Читаем Прислужник своего «Естества» полностью

И дело не в том, что понимает, что после того, как я изуродую ей ногти — возврата к старой, единственно известной ей профессии — не будет. Потому что не сможет она залечить пальчики настолько, чтоб выполнять свои поддержки, движения и всё прочее, что положено делать с партнёром по па-де-де и прочем таком, без жуткой и постоянной боли.

С другой стороны, понимаю я, что на слово женщины, да ещё в таком положении, полагаться — ну никак нельзя. И буду я распоследний дурак, если поддамся её мольбам, и отпущу. Ну, вернее — отвезу куда-нибудь подальше от моего дома, да и выгружу у какой-нибудь больницы: как поступила героиня Умы Турман с Софи в фильме «Убить Билла».

А заставила она меня всё равно — приостановиться. И даже задуматься.

До этого мне, конечно, приходило в голову, что самый надёжный способ отделываться от трупов — это закапывать их, да поглубже, прямо тут, на моём участке.

С другой стороны — копать и нудно и тяжко. Это — если убью её часа через три, как планировал, всё равно придётся ждать часов до двенадцати, пока все соседи угомонятся. И места во дворе не так уж много. Максимум — трупов на двадцать. Но отпустить…

Хотя, конечно, мужества и силы духа ей не занимать. Куда там — какой Зое Космодемьянской. Но та — хотя бы за Идею. А моя? А-а, да: за мать и брата.

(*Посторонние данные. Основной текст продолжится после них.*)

PR #911, opened 2023-02-14
The switch between the legacy and the lts versions of the topological simplification are now done in the ttk layer. Also, fixing the lts module so that each function returns 0 if successful, 1 on errors.

atalon-lip6:
This PR contains two commits.

The first one modifies both the VTK and the TTK layer for the topological simplification. The TopologicalSimplificaiton class is now a container with two members : one object from the legacy implementation (formerly in the TopologicalSimplification class) and one from the lts version. We can set the backend for the new TopologicalSimplification object, which then runs the appropriate algorithm, all in the TTK Layer.

The second was prompted by a note in the code requiring to make lts use the same status return convention as the other ttk modules: return 0 in case of success and something else on errors. This commit fixes this problem for all functions and subfunctions of this module, updating the few places in the other modules which explicitely used lts.

### DIFF
--- a/core/base/legacyTopologicalSimplification/LegacyTopologicalSimplification.h
+++ b/core/base/legacyTopologicalSimplification/LegacyTopologicalSimplification.h
@@ -178,10 +178,6 @@ namespace ttk {
       return 0;
     }
 
-    inline void setNumberOfVertices(size_t n) {
-      vertexNumber_ = n;
-    }
-
     inline void setConsiderIdentifierAsBlackList(bool onOff) {
       considerIdentifierAsBlackList_ = onOff;
     }
--- a/core/base/legacyTopologicalSimplification/LegacyTopologicalSimplification.h
+++ b/core/base/legacyTopologicalSimplification/LegacyTopologicalSimplification.h
@@ -1,0 +1,503 @@
+/// \ingroup base
+/// \class ttk::LegacyTopologicalSimplification
+/// \author Julien Tierny <julien.tierny@lip6.fr>
+/// \author Guillaume Favelier <guillaume.favelier@lip6.fr>
+/// \date February 2016
+///
+/// \brief TTK processing package for the topological simplification of scalar
+/// data.
+///
+/// Given an input scalar field and a list of critical points to remove, this
+/// class minimally edits the scalar field such that the listed critical points
+/// disappear. This procedure is useful to speedup subsequent topological data
+/// analysis when outlier critical points can be easily identified. It is
+/// also useful for data simplification.
+///
+/// \b Related \b publications \n
+/// "Generalized Topological Simplification of Scalar Fields on Surfaces" \n
+/// Julien Tierny, Valerio Pascucci \n
+/// Proc. of IEEE VIS 2012.\n
+/// IEEE Transactions on Visualization and Computer Graphics, 2012.
+///
+/// "Localized Topological Simplification of Scalar Data"
+/// Jonas Lukasczyk, Christoph Garth, Ross Maciejewski, Julien Tierny
+/// Proc. of IEEE VIS 2020.
+/// IEEE Transactions on Visualization and Computer Graphics
+///
+/// \sa ttkLegacyTopologicalSimplification.cpp %for a usage example.
+///
+/// \b Online \b examples: \n
+///   - <a
+///   href="https://topology-tool-kit.github.io/examples/1manifoldLearning/">1-Manifold
+///   Learning example</a> \n
+///   - <a
+///   href="https://topology-tool-kit.github.io/examples/1manifoldLearningCircles/">1-Manifold
+///   Learning Circles example</a> \n
+///   - <a
+///   href="https://topology-tool-kit.github.io/examples/2manifoldLearning/">
+///   2-Manifold Learning example</a> \n
+///   - <a
+///   href="https://topology-tool-kit.github.io/examples/BuiltInExample1/">BuiltInExample1
+///   example</a> \n
+///   - <a
+///   href="https://topology-tool-kit.github.io/examples/contourTreeAlignment/">Contour
+///   Tree Alignment example</a> \n
+///   - <a href="https://topology-tool-kit.github.io/examples/ctBones/">CT Bones
+///   example</a> \n
+///   - <a href="https://topology-tool-kit.github.io/examples/dragon/">Dragon
+///   example</a> \n
+///   - <a
+///   href="https://topology-tool-kit.github.io/examples/harmonicSkeleton/">
+///   Harmonic Skeleton example</a> \n
+///   - <a
+///   href="https://topology-tool-kit.github.io/examples/imageProcessing/">Image
+///   Processing example</a> \n
+///   - <a
+///   href="https://topology-tool-kit.github.io/examples/interactionSites/">
+///   Interaction sites</a> \n
+///   - <a
+///   href="https://topology-tool-kit.github.io/examples/karhunenLoveDigits64Dimensions/">Karhunen-Love
+///   Digits 64-Dimensions example</a> \n
+///   - <a
+///   href="https://topology-tool-kit.github.io/examples/morsePersistence/">Morse
+///   Persistence example</a> \n
+///   - <a
+///   href="https://topology-tool-kit.github.io/examples/morseSmaleQuadrangulation/">Morse-Smale
+///   Quadrangulation example</a> \n
+///   - <a
+///   href="https://topology-tool-kit.github.io/examples/persistenceClustering0/">Persistence
+///   clustering 0 example</a> \n
+///   - <a
+///   href="https://topology-tool-kit.github.io/examples/persistenceClustering0/">Persistence
+///   clustering 1 example</a> \n
+///   - <a
+///   href="https://topology-tool-kit.github.io/examples/persistenceClustering0/">Persistence
+///   clustering 2 example</a> \n
+///   - <a
+///   href="https://topology-tool-kit.github.io/examples/persistenceClustering0/">Persistence
+///   clustering 3 example</a> \n
+///   - <a
+///   href="https://topology-tool-kit.github.io/examples/persistenceClustering0/">Persistence
+///   clustering 4 example</a> \n
+///   - <a
+///   href="https://topology-tool-kit.github.io/examples/tectonicPuzzle/">Tectonic
+///   Puzzle example</a> \n
+///   - <a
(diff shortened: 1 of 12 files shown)


julien-tierny:
can you please investigate the CI fail?

atalon-lip6:
> can you please investigate the CI fail?

I am doing it. Apparently it's a false positive (one uploaded and needed artifact not found), so I am rerunning the tests.

atalon-lip6:
> > can you please investigate the CI fail?
> 
> I am doing it. Apparently it's a false positive (one uploaded and needed artifact not found), so I am rerunning the tests.

But there was also something more, the tests are taking ages now. I will have a look at it, some ContourTree computations aborted and done again a lot of times.

julien-tierny:
> > > can you please investigate the CI fail?
> > 
> > 
> > I am doing it. Apparently it's a false positive (one uploaded and needed artifact not found), so I am rerunning the tests.
> 
> But there was also something more, the tests are taking ages now. I will have a look at it, some ContourTree computations aborted and done again a lot of times.

it seems that this PR is actually breaking the example `states/contourTreeAlignment.pvsm`.
thanks for double-checking this (for instance by running it locally, I suspect it may go in an infinite loop, this is what it looks like it's doing in the CI).

atalon-lip6:
> > > > can you please investigate the CI fail?
> > > 
> > > 
> > > I am doing it. Apparently it's a false positive (one uploaded and needed artifact not found), so I am rerunning the tests.
> > 
> > 
> > But there was also something more, the tests are taking ages now. I will have a look at it, some ContourTree computations aborted and done again a lot of times.
> 
> it seems that this PR is actually breaking the example `states/contourTreeAlignment.pvsm`. thanks for double-checking this (for instance by running it locally, I suspect it may go in an infinite loop, this is what it looks like it's doing in the CI).

Indeed, I noticed that. In the end it was a small mistake in the second commit: I missed one replacement to do.
It's all clean now :-)

core/base/legacyTopologicalSimplification/LegacyTopologicalSimplification.h
```diff
@@ -0,0 +1,503 @@
+/// \ingroup base
```
julien-tierny, line 1: to add in core/base/topologicalSimplification.

core/base/legacyTopologicalSimplification/LegacyTopologicalSimplification.h
```diff
@@ -0,0 +1,503 @@
...
+
+    inline int preconditionTriangulation(AbstractTriangulation *triangulation) {
+      if(triangulation) {
+        vertexNumber_ = triangulation->getNumberOfVertices();
+        triangulation->preconditionVertexNeighbors();
+      }
+      return 0;
+    }
+
+    inline void setNumberOfVertices(size_t n) {
```
julien-tierny: to remove.

core/base/topologicalCompression/CMakeLists.txt
```diff
@@ -7,7 +7,7 @@ ttk_add_base_library(topologicalCompression
     OtherCompression.h
   DEPENDS
     triangulation
-    topologicalSimplification
+    legacyTopologicalSimplification
```
julien-tierny, line 10: topologicalSimplification

core/base/topologicalCompression/TopologicalCompression.h
```diff
@@ -15,7 +15,7 @@
 
 // base code includes
 #include <FTMTreePP.h>
-#include <TopologicalSimplification.h>
+#include <LegacyTopologicalSimplification.h>
```
julien-tierny, line 18: TopologicalSimplification

core/base/topologicalCompression/TopologicalCompression.h
```diff
@@ -359,7 +359,7 @@ namespace ttk {
 
   protected:
     // General.
-    TopologicalSimplification topologicalSimplification{};
+    LegacyTopologicalSimplification topologicalSimplification{};
```
julien-tierny, line 362: TopologicalSimplification

core/base/topologicalSimplification/TopologicalSimplification.h
```diff
@@ -93,6 +93,8 @@
```
julien-tierny, line 93: add doxygen documentation

core/base/topologicalSimplification/TopologicalSimplification.h
```diff
@@ -168,149 +120,38 @@ namespace ttk {
...
-
-    inline void setAddPerturbation(bool onOff) {
-      addPerturbation_ = onOff;
-    }
-
   protected:
-    SimplexId vertexNumber_{};
-    bool considerIdentifierAsBlackList_{false};
-    bool addPerturbation_{false};
+    enum TOPO_BACKEND { TOPO_LTS, TOPO_LEGACY };
```
julien-tierny: create a dedicated namespace within ttk, before the class declaration (replicate the mechanism for the Priority levels of the debug class).

```
namespace ttk{
  namespace ts{
     enum class Backend{
        LEGACY,
        LTS
     }
  }
}
```

then, to use: ttk::ts::Backend::LTS (for example)

core/base/topologicalSimplification/TopologicalSimplification.h
```diff
@@ -168,149 +120,38 @@ namespace ttk {
...
+                       "'legacy', but got: "
+                       + arg);
+    }
 
     inline int preconditionTriangulation(AbstractTriangulation *triangulation) {
       if(triangulation) {
-        vertexNumber_ = triangulation->getNumberOfVertices();
         triangulation->preconditionVertexNeighbors();
+        if(backend_ == TOPO_LEGACY)
+          legacyObject_.setNumberOfVertices(
```
julien-tierny: call legacyObject_.preconditionTriangulation() or ltsObject_.preconditionTriangulation()

julien-tierny: do the setDebugLevel + setThreadNumber here

core/base/topologicalSimplification/TopologicalSimplification.h
```diff
@@ -168,149 +120,38 @@ namespace ttk {
                 const SimplexId *const inputOffsets,
                 SimplexId *const offsets,
                 const SimplexId constraintNumber,
-                const triangulationType &triangulation) const;
+                const bool addPerturbation,
+                const triangulationType &triangulation);
+
+    inline void setBackend(const std::string &arg) {
```
julien-tierny: not with a string but enum

core/vtk/ttkTopologicalSimplification/ttkTopologicalSimplification.cpp
```diff
@@ -113,37 +111,20 @@ int ttkTopologicalSimplification::RequestData(
                                                  ttk::VertexScalarFieldName,
                                                  constraints, idSpareStorage);
 
-  // NOTE it'd be better if the two backends were inheriting from the same API
-  // (the switch would then happen in the base code)
+  if(!this->UseLTS) {
+    this->setBackend("legacy");
```
julien-tierny: not with a string but enum

julien-tierny (changes requested):
thanks!
please consider my remarks.

core/base/topologicalSimplification/TopologicalSimplification.h
```diff
@@ -319,181 +160,26 @@ int ttk::TopologicalSimplification::execute(
...
-    if(addPerturbation_)
-      addPerturbation<dataType>(outputScalars, offsets);
-
-    if(!needForMoreIterations)
-      break;
+  const bool addPerturbation,
+  const triangulationType &triangulation) {
+  switch(backend_) {
+    case TOPO_LTS:
+      ltsObject_.setDebugLevel(debugLevel_);
```
julien-tierny: move to preconditioning

core/base/topologicalSimplification/TopologicalSimplification.h
```diff
@@ -319,181 +160,26 @@ int ttk::TopologicalSimplification::execute(
...
+      ltsObject_.setThreadNumber(threadNumber_);
```
julien-tierny: move to preconditioning

core/base/topologicalSimplification/TopologicalSimplification.h
```diff
@@ -319,181 +160,26 @@ int ttk::TopologicalSimplification::execute(
...
+      return ltsObject_
+        .removeUnauthorizedExtrema<dataType, SimplexId, triangulationType>(
+          outputScalars, offsets, &triangulation, identifiers, constraintNumber,
+          addPerturbation);
+    case TOPO_LEGACY:
+      legacyObject_.setDebugLevel(debugLevel_);
```
julien-tierny: move to preconditioning

core/base/topologicalSimplification/TopologicalSimplification.h
```diff
@@ -319,181 +160,26 @@ int ttk::TopologicalSimplification::execute(
...
+      legacyObject_.setThreadNumber(threadNumber_);
```
julien-tierny: move to preconditioning

julien-tierny (changes requested):
(added further clarifications)

core/base/topologicalCompression/TopologicalCompression.h
atalon-lip6: It seems to me that this variable is never used.

core/base/topologicalSimplification/TopologicalSimplification.h
julien-tierny: maybe use the PersistenceDiagram style instead (enum declared within the class, simpler)

core/base/topologicalCompression/CMakeLists.txt
julien-tierny: use the legacy instead (based on discussions) because the compression is using specific features.

core/base/topologicalCompression/TopologicalCompression.h
julien-tierny: use the legacy instead (based on discussions) because the compression is using specific features.

core/base/topologicalCompression/TopologicalCompression.h
julien-tierny: use the legacy instead (based on discussions) because the compression is using specific features.

julien-tierny:
alright, looks good. thanks!

PR #912, opened 2023-02-16
Small CI bugfix (parallelisation of python tests)

atalon-lip6:
Commit 576473427759399daf07005e5b24ce068d148b2a added the deletion of a temporary artifact (.deb package of ttk for ubuntus).
If the other python test job is run much later, the artifact was already deleted and it cannot find it.

The deletion is now at the end of one test job, hence only if the other one is not run during 30 minutes will it fail.


julien-tierny:
thanks!

PR #913, opened 2023-03-03
[MPI] Multiple bug corrections (identifiers, scalarFieldCriticalPoints, preconditioning)

eve-le-guillou:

Ну правильно: если ей дадут больничный, она же по нему получит. И сможет и дальше продолжить быть солисткой, когда восстановится. Если восстановится.

Поймал себя на том, что если и повынимать ей все гвозди из икр — всё равно у врачей возникнут вопросы: где такие странные ожоги и раны получила?! И рано или поздно дойдёт дело и до меня… Значит, можно (И нужно!) сделать так, чтоб больничный ей дали по другому поводу.

Например, перелом! Руки.

Понимаю, что молчание моё затянулось, и она прекрасно видит, и тоже — понимает, что я реально колеблюсь, а не играю с ней в кошки-мышки. Говорю:

— Тебе сколько лет?

— Двадцать девять.

— Ты была замужем? Дети есть?

— Нет. — хотя чего я спрашивал?! Если б были — она о них бы и думала и молила в первую очередь! Да и кошечка была бы — не столь «плотная»!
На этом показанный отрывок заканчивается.